### What you need to do
Please copy each line of the data that includes the string "signals".

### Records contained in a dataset
################

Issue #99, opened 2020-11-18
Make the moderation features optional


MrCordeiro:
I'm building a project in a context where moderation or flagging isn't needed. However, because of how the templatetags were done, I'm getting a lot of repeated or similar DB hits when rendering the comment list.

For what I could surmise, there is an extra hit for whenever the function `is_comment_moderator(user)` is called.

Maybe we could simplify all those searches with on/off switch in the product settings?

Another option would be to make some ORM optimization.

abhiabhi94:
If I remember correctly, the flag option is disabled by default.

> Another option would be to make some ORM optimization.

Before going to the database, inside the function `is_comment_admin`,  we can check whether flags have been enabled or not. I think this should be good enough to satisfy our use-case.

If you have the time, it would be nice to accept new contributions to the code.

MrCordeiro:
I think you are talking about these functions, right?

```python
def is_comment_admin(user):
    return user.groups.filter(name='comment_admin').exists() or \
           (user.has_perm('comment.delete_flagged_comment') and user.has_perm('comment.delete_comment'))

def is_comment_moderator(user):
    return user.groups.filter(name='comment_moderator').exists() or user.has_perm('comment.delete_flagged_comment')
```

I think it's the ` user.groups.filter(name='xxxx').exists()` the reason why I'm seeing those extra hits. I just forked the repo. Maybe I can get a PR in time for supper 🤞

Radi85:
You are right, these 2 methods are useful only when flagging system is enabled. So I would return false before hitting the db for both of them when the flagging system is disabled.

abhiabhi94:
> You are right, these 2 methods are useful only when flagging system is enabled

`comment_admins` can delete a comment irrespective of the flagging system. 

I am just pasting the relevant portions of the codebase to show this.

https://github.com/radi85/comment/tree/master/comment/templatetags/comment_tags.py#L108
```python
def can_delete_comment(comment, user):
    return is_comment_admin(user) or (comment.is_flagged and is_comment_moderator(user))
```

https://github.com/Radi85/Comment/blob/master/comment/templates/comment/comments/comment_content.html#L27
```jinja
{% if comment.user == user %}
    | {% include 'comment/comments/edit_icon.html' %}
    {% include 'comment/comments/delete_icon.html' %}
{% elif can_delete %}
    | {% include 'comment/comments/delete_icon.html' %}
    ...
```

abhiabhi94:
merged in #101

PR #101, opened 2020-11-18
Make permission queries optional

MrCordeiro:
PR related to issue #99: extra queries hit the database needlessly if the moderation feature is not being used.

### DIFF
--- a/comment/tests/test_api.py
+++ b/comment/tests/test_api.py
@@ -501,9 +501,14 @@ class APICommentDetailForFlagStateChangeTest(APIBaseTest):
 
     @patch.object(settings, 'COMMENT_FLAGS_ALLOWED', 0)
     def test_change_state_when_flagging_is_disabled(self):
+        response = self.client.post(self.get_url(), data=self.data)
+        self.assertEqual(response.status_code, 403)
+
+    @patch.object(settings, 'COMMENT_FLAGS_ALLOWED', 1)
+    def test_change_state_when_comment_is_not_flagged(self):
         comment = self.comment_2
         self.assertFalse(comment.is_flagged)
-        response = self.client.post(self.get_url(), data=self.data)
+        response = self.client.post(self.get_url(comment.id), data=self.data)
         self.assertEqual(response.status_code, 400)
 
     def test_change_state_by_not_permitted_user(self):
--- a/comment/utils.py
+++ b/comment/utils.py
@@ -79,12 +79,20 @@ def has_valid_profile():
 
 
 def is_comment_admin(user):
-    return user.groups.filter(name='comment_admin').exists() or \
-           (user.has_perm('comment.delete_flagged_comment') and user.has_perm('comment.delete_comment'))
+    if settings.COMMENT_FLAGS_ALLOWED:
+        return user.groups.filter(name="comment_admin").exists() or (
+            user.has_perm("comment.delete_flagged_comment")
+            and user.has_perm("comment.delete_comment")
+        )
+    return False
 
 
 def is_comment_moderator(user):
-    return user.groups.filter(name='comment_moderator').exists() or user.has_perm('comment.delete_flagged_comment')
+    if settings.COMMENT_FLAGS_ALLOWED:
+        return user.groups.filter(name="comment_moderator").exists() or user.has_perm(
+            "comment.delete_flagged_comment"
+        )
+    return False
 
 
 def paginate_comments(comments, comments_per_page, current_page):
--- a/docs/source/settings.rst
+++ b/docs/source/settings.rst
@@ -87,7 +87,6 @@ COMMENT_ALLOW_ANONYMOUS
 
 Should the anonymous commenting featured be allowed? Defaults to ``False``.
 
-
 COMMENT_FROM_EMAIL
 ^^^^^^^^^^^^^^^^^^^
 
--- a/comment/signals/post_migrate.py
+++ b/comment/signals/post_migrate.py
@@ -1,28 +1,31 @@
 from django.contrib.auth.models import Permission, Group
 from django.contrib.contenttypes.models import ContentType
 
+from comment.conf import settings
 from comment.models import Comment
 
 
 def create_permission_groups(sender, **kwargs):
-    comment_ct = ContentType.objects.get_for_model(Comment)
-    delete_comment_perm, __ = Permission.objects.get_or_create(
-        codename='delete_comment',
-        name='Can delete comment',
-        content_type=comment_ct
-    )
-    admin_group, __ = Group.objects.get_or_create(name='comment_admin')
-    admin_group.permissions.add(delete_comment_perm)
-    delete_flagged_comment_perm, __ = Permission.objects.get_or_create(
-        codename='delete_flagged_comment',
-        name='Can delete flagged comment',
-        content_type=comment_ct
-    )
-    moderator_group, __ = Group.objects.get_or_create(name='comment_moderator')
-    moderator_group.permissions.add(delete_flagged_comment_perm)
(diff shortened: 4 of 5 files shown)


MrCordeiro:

################

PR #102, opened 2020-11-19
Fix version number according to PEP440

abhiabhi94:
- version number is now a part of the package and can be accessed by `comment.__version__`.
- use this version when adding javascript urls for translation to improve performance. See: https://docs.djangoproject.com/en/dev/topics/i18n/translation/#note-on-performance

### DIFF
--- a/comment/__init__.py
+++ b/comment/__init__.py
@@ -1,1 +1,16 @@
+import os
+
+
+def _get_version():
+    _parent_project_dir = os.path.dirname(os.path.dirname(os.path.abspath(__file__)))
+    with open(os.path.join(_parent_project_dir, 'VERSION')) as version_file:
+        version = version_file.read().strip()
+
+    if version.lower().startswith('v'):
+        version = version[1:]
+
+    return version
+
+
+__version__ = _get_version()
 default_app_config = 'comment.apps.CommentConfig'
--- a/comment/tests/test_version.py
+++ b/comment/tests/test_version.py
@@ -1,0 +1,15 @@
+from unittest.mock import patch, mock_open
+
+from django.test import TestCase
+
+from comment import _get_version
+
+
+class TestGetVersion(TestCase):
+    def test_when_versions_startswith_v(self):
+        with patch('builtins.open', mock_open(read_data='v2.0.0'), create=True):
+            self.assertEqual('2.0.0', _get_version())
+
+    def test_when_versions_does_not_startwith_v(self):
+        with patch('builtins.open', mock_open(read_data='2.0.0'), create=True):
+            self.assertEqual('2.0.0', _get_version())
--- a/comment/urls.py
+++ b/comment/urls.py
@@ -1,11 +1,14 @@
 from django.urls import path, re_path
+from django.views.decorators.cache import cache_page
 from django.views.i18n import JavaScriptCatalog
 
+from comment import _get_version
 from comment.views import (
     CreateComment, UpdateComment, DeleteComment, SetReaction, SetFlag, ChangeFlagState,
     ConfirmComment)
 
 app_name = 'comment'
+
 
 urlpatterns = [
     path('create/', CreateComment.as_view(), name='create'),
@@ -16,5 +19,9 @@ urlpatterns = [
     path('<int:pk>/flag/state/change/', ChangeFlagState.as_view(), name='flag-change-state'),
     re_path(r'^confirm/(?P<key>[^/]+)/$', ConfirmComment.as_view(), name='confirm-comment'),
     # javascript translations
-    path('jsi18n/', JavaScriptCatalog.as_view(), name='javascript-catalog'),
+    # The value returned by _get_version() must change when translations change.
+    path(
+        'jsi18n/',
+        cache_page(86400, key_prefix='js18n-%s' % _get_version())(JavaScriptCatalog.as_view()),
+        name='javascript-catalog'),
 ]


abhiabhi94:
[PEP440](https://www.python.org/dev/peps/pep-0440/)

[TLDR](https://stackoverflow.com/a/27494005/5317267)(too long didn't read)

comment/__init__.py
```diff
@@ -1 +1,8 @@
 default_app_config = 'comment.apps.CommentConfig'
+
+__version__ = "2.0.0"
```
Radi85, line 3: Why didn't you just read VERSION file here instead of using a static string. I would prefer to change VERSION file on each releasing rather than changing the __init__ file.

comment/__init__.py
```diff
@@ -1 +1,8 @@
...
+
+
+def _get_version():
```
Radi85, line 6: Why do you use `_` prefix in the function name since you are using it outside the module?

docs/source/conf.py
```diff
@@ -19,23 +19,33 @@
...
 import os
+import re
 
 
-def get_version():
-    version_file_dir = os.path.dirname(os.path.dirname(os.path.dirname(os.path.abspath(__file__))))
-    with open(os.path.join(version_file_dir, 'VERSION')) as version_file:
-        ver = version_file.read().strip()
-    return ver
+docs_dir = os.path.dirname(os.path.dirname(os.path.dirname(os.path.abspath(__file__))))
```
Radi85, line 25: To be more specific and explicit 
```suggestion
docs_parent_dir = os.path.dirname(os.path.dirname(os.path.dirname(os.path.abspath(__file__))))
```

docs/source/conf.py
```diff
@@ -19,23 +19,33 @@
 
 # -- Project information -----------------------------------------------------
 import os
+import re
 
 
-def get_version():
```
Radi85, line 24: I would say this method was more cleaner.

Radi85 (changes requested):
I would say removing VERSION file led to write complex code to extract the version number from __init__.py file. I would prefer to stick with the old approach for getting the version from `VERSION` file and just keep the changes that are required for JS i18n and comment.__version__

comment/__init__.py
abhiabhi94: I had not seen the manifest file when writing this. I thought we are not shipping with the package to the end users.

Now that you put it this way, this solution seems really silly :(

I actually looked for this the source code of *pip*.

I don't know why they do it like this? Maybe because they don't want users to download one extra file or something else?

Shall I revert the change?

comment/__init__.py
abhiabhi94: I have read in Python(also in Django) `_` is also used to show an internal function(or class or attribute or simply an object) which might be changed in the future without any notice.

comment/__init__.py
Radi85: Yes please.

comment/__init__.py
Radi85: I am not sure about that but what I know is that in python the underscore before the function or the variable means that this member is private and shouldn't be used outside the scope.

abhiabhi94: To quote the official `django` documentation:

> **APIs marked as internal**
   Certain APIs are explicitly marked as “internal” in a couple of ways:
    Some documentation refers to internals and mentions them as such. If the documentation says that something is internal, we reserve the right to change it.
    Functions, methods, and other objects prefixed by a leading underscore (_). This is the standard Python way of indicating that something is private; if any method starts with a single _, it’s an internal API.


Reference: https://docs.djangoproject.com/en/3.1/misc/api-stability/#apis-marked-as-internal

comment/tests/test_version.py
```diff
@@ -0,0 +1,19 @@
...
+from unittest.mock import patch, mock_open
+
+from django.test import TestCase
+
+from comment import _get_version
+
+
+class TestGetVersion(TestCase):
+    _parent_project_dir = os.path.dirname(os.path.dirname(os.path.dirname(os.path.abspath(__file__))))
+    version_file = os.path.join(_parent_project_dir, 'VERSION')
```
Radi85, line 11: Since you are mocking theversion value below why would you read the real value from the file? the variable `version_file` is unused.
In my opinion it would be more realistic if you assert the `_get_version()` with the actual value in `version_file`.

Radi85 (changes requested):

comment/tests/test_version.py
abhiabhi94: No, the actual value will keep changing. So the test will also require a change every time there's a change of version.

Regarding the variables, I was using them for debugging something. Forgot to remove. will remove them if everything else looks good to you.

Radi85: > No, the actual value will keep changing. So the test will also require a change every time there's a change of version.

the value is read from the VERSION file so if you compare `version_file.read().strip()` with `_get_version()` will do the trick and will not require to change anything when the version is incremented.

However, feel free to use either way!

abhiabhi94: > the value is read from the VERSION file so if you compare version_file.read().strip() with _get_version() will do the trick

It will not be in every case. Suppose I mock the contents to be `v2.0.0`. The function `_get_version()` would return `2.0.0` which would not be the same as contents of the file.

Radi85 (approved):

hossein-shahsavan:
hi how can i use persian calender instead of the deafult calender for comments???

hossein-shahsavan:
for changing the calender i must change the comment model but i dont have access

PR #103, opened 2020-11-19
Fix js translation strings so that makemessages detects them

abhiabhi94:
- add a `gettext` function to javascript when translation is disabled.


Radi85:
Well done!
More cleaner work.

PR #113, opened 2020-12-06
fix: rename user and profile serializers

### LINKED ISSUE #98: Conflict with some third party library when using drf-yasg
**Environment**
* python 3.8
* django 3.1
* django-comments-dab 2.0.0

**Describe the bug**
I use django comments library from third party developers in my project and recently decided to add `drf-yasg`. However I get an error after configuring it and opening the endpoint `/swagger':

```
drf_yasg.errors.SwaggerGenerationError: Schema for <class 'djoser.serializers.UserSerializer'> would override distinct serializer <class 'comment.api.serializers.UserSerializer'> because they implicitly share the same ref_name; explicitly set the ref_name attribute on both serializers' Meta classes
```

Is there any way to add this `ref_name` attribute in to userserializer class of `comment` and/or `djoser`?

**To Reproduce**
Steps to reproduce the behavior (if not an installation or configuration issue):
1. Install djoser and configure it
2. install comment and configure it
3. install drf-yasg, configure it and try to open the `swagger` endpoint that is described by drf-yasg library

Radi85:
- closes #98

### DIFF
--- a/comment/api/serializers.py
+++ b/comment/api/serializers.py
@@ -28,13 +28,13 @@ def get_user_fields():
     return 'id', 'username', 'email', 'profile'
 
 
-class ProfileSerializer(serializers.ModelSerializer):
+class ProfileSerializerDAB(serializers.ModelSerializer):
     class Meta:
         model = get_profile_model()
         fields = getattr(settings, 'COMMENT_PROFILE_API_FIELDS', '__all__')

################

### Solved problem
--- a/comment/signals/post_migrate.py
+++ b/comment/signals/post_migrate.py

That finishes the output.